Source data -
□ □ □ □ □

PR #2380, opened 2019-12-01
Overload foreach for Option

vvlevykin:
Its type is:
```scala
def foreach[R, E, A, B](in: Option[A])(f: A => ZIO[R, E, B]): ZIO[R, E, Option[B]]
```
Sometimes `IO.fromOption` is not convenient if flatMap after it might fail. Using `fold` directly is also clunky.
If the result is not needed, the existing `foreach_` can be used over the Option.


adamgfraser:
Isn't this just `ZIO.foreach(in)(f).map(_.headOption)` or `ZIO.foreach(in)(f).head.option`? Maybe we add `ZIO.headOption` so you can do `ZIO.foreach(in)(f).headOption`. I'm a little worried this is too specific and too easily implemented in terms of existing combinators.

vvlevykin:
You are right, it's specific. I use `.map(_.headOption)` mostly or `traverse` from cats with interop for this.

Maybe it's better if there are more convenient ways to work with Option in zio. I don't have a strong opinion on this and I'm ok with this PR being closed.

regiskuckaertz:
Perhaps we could change `foreach` to take an `IterableOnce` instead. We don't need more than one traversal.

adamgfraser:
@regiskuckaertz `ZIO.foreach` already works with an `Option` with the current type signature. I think the potential issue is just that when you do `ZIO.foreach(option)(f)` you get back a `List` whereas often you would like to get back an `Option`

regiskuckaertz:
That's because of an implicit conversion from `Option` to `Iterable`; that's not a pattern we should encourage imo. It's worth noting the same choice was made in the [standard library](https://www.scala-lang.org/api/current/scala/Option.html):

> Many of the methods in here are duplicative with those in the Traversable hierarchy, but they are duplicated for a reason: the implicit conversion tends to leave one with an Iterable in situations where one could have retained an Option

I'm in favour of this change, however I would just call it `foreach`.

core/shared/src/main/scala/zio/ZIO.scala
```diff
@@ -2103,6 +2103,13 @@ private[zio] trait ZIOFunctions extends Serializable {
       loop
     }
 
+  /**
+   * Applies the function `f` if the argument is non-empty and
+   * returns the results in a new `Option[B]`.
+   */
+  final def foreachOption[R, E, A, B](in: Option[A])(f: A => ZIO[R, E, B]): ZIO[R, E, Option[B]] =
```
neko-kai: I guess this also needs the discarding variants, `foreach/traverseOption_`

neko-kai: Actually, there's no difference between a `foreachOption_` and `foreach`, I guess a discarding variant is redundant in anything but naming consistency.

neko-kai:
@regiskuckaertz 
> (Also, IterableOnce is only in 2.13, I didn't see that initially)

In 2.12 it's called `TraversableOnce`

> I'm in favour of this change, however I would just call it `foreach`.

I am *slightly* in favor of overloading `foreach` too, simply because then we wouldn't need `foreachOption_` & `traverseOption_` discarding variants – and not having them would be somewhat inconsistent

adamgfraser:
I worry about the proliferation of methods here and I'm not sure what we're getting.

I agree in principle that we shouldn't be relying on implicit conversions but treating an `Option` as an `Iterable` is perfectly valid, the conversion is always in scope, and it is kind of the Scala standard library's way of dealing with the fact that they don't provide some kind of type class to abstract over various "collection" types.

Beyond this all we're saving is the additional method call to transform the resulting `List` into an `Option`, which is the same thing we would do if we wanted any other collection type like a `Vector`.

neko-kai:
@adamgfraser 
IMHO Option is a bit of a special case. IME nearly every time i reach for `cats` `.traverse` syntax instead of IO.traverse, it's because of Option

jdegoes:
I don't think `foreach` overloads are a bad way to solve this problem. I think we have three useful cases:

 - `Option`, because it promises to construct exactly one, although it's true we can get that with `_.headOption`. 
 - `List`, because, well, that's the standard collection type in FP
 - `Chunk`, as a better array / vector (even though right now it doesn't have better append / prepend, but that can be fixed one day)

With `Option` or other error types, however, we have another choice: to push the `Option` into the error, and then do the `foreach`, and then "unpush" the option. 

I think we already have methods to do this. They're not very obvious though so it's not necessarily an argument against `foreach`.

The point about method proliferation is quite valid. Though if we can keep people from ever having to reach for a heavyweight `F.traverse`, maybe it's worth it?

mschuwalow:
What about providing our own typeclass? It doesn't have to do much and I think would be a nicer option than overloading

regiskuckaertz:
Looks like we are edging towards three specialisations then? @vvlevykin are you happy to pick this up?

vvlevykin:
Yes, I can pick this up. Correct me if I misunderstood: I'm going to add overloads of `foreach` for `Option` and `Chunk` and overloads of `foreach_`, `foreachPar`, `foreachPar_`, `foreachParN`, `foreachParN_` for `Chunk`.

regiskuckaertz:
Yeah, I think there’s a case for treating `Chunk` as a first class citizen since its raison d’être is, well, this library 😁

vvlevykin:
What would be the best way to implement `*Par*` methods? I think that Chunk is missing `iterator`.

core/shared/src/main/scala/zio/ZIO.scala
```diff
@@ -2115,6 +2140,39 @@ private[zio] trait ZIOFunctions extends Serializable {
...
 
+  /**
+   * Applies the function `f` to each element of the `Chunk[A]` in parallel,
+   * and returns the results in a new `Chunk[B]`.
+   *
+   * For a sequential version of this method, see `foreach`.
+   */
+  final def foreachPar[R, E, A, B](as: Chunk[A])(fn: A => ZIO[R, E, B]): ZIO[R, E, Chunk[B]] = {
+    val len                        = as.length
+    var array: ZIO[R, E, Array[B]] = IO.succeed(null.asInstanceOf[Array[B]])
```
regiskuckaertz: Mixing mutation and IO here is bound to create unpredictable behaviour, how about matching the list version with something like:
```scala
as.foldRight(succeed(Chunk.empty))((a, bs) => fn(a).zipWithPar(bs)(_ +: _)).refailWithTrace
```
With the missing `+:`
```scala
def +:[A1 >: A](a: A1): Chunk[A1] = Chunk.single(a) ++ self
```

vvlevykin: This function matches mapM: https://github.com/zio/zio/blob/6e1960e9223b513cdd86ef5fce69b64c878cbbe3/core/shared/src/main/scala/zio/Chunk.scala#L542

regiskuckaertz: 😮 It’s baffling that scope is retained as such. My bad, but still I’d suggest either to add an `mapMPar` or use the fold.

jdegoes:
I wouldn't be opposed to introducing our own tiny type class(s) for this purpose. It looks like we have the following cases:

 - Scala Collections
 - Chunk
 - Option
 - Non-Empty List (`::`)

I think `Option` can be unified with Scala collections. Leaving three classes of "specializations". That's not terrible. It's at least more manageable.

The old `CanBuildFrom` would have worked for pre 2.13 (for collections), but not after the redesign.

regiskuckaertz:
There's a bit of duplication for sure, but it doesn't feel like this is going to be a maintenance burden, does it? One can't know but it seems unlikely these functions will change (famous last words).

jdegoes:
@vvlevykin Thank you for your work on this—it looks good to merge! 

Can your resolve the conflicts so we can get it merged in?

vvlevykin:
@jdegoes I've missed the notification, sorry. I've resolved the conflicts now.

adamgfraser:
@vvlevykin Can you format by running `sbt prepare`?

adamgfraser:
@vvlevykin It looks like with the new method signatures some of the Scaladoc links are ambiguous. You can fix them by adding enough of the method signature to disambiguate them. See #1171 for an example.

adamgfraser:
@vvlevykin Thank you for your work on this!

PR #2389, opened 2019-12-02
ZIO Test: Fix Colors for Multiline Strings in SBT Test Runner

adamgfraser:
Resolves #2363 

This issue is a little tricky. The problem is that when the SBT test logger displays a string, it prepends each line with a potentially colored string like `[info]` or `[warning]` and it resets the console color after that, which is why we lose the coloring on subsequent lines of multiline strings. The SBT test logger implementation is outside of our control, so to address we need to prepend the ANSI escape code for the correct color to every line of multiline strings so we restore the correct color.


adamgfraser:
Good idea! Will add.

□ □ □ □ □

Activity - In your reply, write out all of the material exactly as it was given.

Problem solution -
PR #2380, opened 2019-12-01
Overload foreach for Option

vvlevykin:
Its type is:
```scala
def foreach[R, E, A, B](in: Option[A])(f: A => ZIO[R, E, B]): ZIO[R, E, Option[B]]
```
Sometimes `IO.fromOption` is not convenient if flatMap after it might fail. Using `fold` directly is also clunky.
If the result is not needed, the existing `foreach_` can be used over the Option.


adamgfraser:
Isn't this just `ZIO.foreach(in)(f).map(_.headOption)` or `ZIO.foreach(in)(f).head.option`? Maybe we add `ZIO.headOption` so you can do `ZIO.foreach(in)(f).headOption`. I'm a little worried this is too specific and too easily implemented in terms of existing combinators.

vvlevykin:
You are right, it's specific. I use `.map(_.headOption)` mostly or `traverse` from cats with interop for this.

Maybe it's better if there are more convenient ways to work with Option in zio. I don't have a strong opinion on this and I'm ok with this PR being closed.

regiskuckaertz:
Perhaps we could change `foreach` to take an `IterableOnce` instead. We don't need more than one traversal.

adamgfraser:
@regiskuckaertz `ZIO.foreach` already works with an `Option` with the current type signature. I think the potential issue is just that when you do `ZIO.foreach(option)(f)` you get back a `List` whereas often you would like to get back an `Option`

regiskuckaertz:
That's because of an implicit conversion from `Option` to `Iterable`; that's not a pattern we should encourage imo. It's worth noting the same choice was made in the [standard library](https://www.scala-lang.org/api/current/scala/Option.html):

> Many of the methods in here are duplicative with those in the Traversable hierarchy, but they are duplicated for a reason: the implicit conversion tends to leave one with an Iterable in situations where one could have retained an Option

I'm in favour of this change, however I would just call it `foreach`.

core/shared/src/main/scala/zio/ZIO.scala
```diff
@@ -2103,6 +2103,13 @@ private[zio] trait ZIOFunctions extends Serializable {
       loop
     }
 
+  /**
+   * Applies the function `f` if the argument is non-empty and
+   * returns the results in a new `Option[B]`.
+   */
+  final def foreachOption[R, E, A, B](in: Option[A])(f: A => ZIO[R, E, B]): ZIO[R, E, Option[B]] =
```
neko-kai: I guess this also needs the discarding variants, `foreach/traverseOption_`

neko-kai: Actually, there's no difference between a `foreachOption_` and `foreach`, I guess a discarding variant is redundant in anything but naming consistency.

neko-kai:
@regiskuckaertz 
> (Also, IterableOnce is only in 2.13, I didn't see that initially)

In 2.12 it's called `TraversableOnce`

> I'm in favour of this change, however I would just call it `foreach`.

I am *slightly* in favor of overloading `foreach` too, simply because then we wouldn't need `foreachOption_` & `traverseOption_` discarding variants – and not having them would be somewhat inconsistent

adamgfraser:
I worry about the proliferation of methods here and I'm not sure what we're getting.

I agree in principle that we shouldn't be relying on implicit conversions but treating an `Option` as an `Iterable` is perfectly valid, the conversion is always in scope, and it is kind of the Scala standard library's way of dealing with the fact that they don't provide some kind of type class to abstract over various "collection" types.

Beyond this all we're saving is the additional method call to transform the resulting `List` into an `Option`, which is the same thing we would do if we wanted any other collection type like a `Vector`.

neko-kai:
@adamgfraser 
IMHO Option is a bit of a special case. IME nearly every time i reach for `cats` `.traverse` syntax instead of IO.traverse, it's because of Option

jdegoes:
I don't think `foreach` overloads are a bad way to solve this problem. I think we have three useful cases:

 - `Option`, because it promises to construct exactly one, although it's true we can get that with `_.headOption`. 
 - `List`, because, well, that's the standard collection type in FP
 - `Chunk`, as a better array / vector (even though right now it doesn't have better append / prepend, but that can be fixed one day)

With `Option` or other error types, however, we have another choice: to push the `Option` into the error, and then do the `foreach`, and then "unpush" the option. 

I think we already have methods to do this. They're not very obvious though so it's not necessarily an argument against `foreach`.

The point about method proliferation is quite valid. Though if we can keep people from ever having to reach for a heavyweight `F.traverse`, maybe it's worth it?

mschuwalow:
What about providing our own typeclass? It doesn't have to do much and I think would be a nicer option than overloading

regiskuckaertz:
Looks like we are edging towards three specialisations then? @vvlevykin are you happy to pick this up?

vvlevykin:
Yes, I can pick this up. Correct me if I misunderstood: I'm going to add overloads of `foreach` for `Option` and `Chunk` and overloads of `foreach_`, `foreachPar`, `foreachPar_`, `foreachParN`, `foreachParN_` for `Chunk`.

regiskuckaertz:
Yeah, I think there’s a case for treating `Chunk` as a first class citizen since its raison d’être is, well, this library 😁

vvlevykin:
What would be the best way to implement `*Par*` methods? I think that Chunk is missing `iterator`.

core/shared/src/main/scala/zio/ZIO.scala
```diff
@@ -2115,6 +2140,39 @@ private[zio] trait ZIOFunctions extends Serializable {
...
 
+  /**
+   * Applies the function `f` to each element of the `Chunk[A]` in parallel,
+   * and returns the results in a new `Chunk[B]`.
+   *
+   * For a sequential version of this method, see `foreach`.
+   */
+  final def foreachPar[R, E, A, B](as: Chunk[A])(fn: A => ZIO[R, E, B]): ZIO[R, E, Chunk[B]] = {
+    val len                        = as.length
+    var array: ZIO[R, E, Array[B]] = IO.succeed(null.asInstanceOf[Array[B]])
```
regiskuckaertz: Mixing mutation and IO here is bound to create unpredictable behaviour, how about matching the list version with something like:
```scala
as.foldRight(succeed(Chunk.empty))((a, bs) => fn(a).zipWithPar(bs)(_ +: _)).refailWithTrace
```
With the missing `+:`
```scala
def +:[A1 >: A](a: A1): Chunk[A1] = Chunk.single(a) ++ self
```

vvlevykin: This function matches mapM: https://github.com/zio/zio/blob/6e1960e9223b513cdd86ef5fce69b64c878cbbe3/core/shared/src/main/scala/zio/Chunk.scala#L542

regiskuckaertz: 😮 It’s baffling that scope is retained as such. My bad, but still I’d suggest either to add an `mapMPar` or use the fold.

jdegoes:
I wouldn't be opposed to introducing our own tiny type class(s) for this purpose. It looks like we have the following cases:

 - Scala Collections
 - Chunk
 - Option
 - Non-Empty List (`::`)

I think `Option` can be unified with Scala collections. Leaving three classes of "specializations". That's not terrible. It's at least more manageable.

The old `CanBuildFrom` would have worked for pre 2.13 (for collections), but not after the redesign.

regiskuckaertz:
There's a bit of duplication for sure, but it doesn't feel like this is going to be a maintenance burden, does it? One can't know but it seems unlikely these functions will change (famous last words).

jdegoes:
@vvlevykin Thank you for your work on this—it looks good to merge! 

Can your resolve the conflicts so we can get it merged in?

vvlevykin:
@jdegoes I've missed the notification, sorry. I've resolved the conflicts now.

adamgfraser:
@vvlevykin Can you format by running `sbt prepare`?

adamgfraser:
@vvlevykin It looks like with the new method signatures some of the Scaladoc links are ambiguous. You can fix them by adding enough of the method signature to disambiguate them. See #1171 for an example.

adamgfraser:
@vvlevykin Thank you for your work on this!

PR #2389, opened 2019-12-02
ZIO Test: Fix Colors for Multiline Strings in SBT Test Runner

adamgfraser:
Resolves #2363 

This issue is a little tricky. The problem is that when the SBT test logger displays a string, it prepends each line with a potentially colored string like `[info]` or `[warning]` and it resets the console color after that, which is why we lose the coloring on subsequent lines of multiline strings. The SBT test logger implementation is outside of our control, so to address we need to prepend the ANSI escape code for the correct color to every line of multiline strings so we restore the correct color.


adamgfraser:
Good idea! Will add.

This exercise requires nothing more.